Lors de son passage à la Chambre des représentants ce lundi 24 juillet, Abdellatif Ouahbi a été interpellé par le député (USFP) Said Baaziz au sujet des actions du gouvernement en matière de réforme du Code de la famille, "un an après le discours royal qui appelle à dépasser les défaillances de la Moudawana".
Interrogé sur "ce que fait le gouvernement" à ce sujet, le ministre de la Justice à indiqué que "Sa Majesté le Roi en a parlé et c’est lui seul qui dispose de l’autorité de décider de l’élément temporel pour que nous puissions commencer les discussions publiquement. Et c’est lui seul qui nous dira sous quelle forme, et selon quelle procédure".
"Vous ne savez pas"
"Vous ne savez si nous avons travaillé sur la Moudawana ou pas", a souligné le ministre.

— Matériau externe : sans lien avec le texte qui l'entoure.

PR #13, opened 2016-01-14
Price per subscription option

seb86:
I have added the option to enter a price per subscription option.

Here are some screenshots to show the changes. https://cloudup.com/calXMRYWl-m

I look forward to your feedback.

"Ce n’est pas comme pour le Code pénal ou le Code de procédure civile, là il s’agit d’un sujet social sur lequel j’ai mon point de vue mais que d’autres ne partagent pas forcément. Je ne peux pas décider sur un sujet social plus grand ; c’est Sa Majesté le Roi qui peut le faire et qui peut décider, tant pour l’élément temporel que pour la forme. Est-ce que ce sera une commission, ou bien si la réforme sera octroyée au ministère de la Justice ou à un autre ministère etc."
"Ceci concerne le Roi, nous ne nous immisçons pas là-dedans et nous ne pouvons pas prendre l’initiative et dépasser Sa Majesté le Roi qui détient ce pouvoir social dans le domaine religieux", a conclu Abdellatif Ouahbi.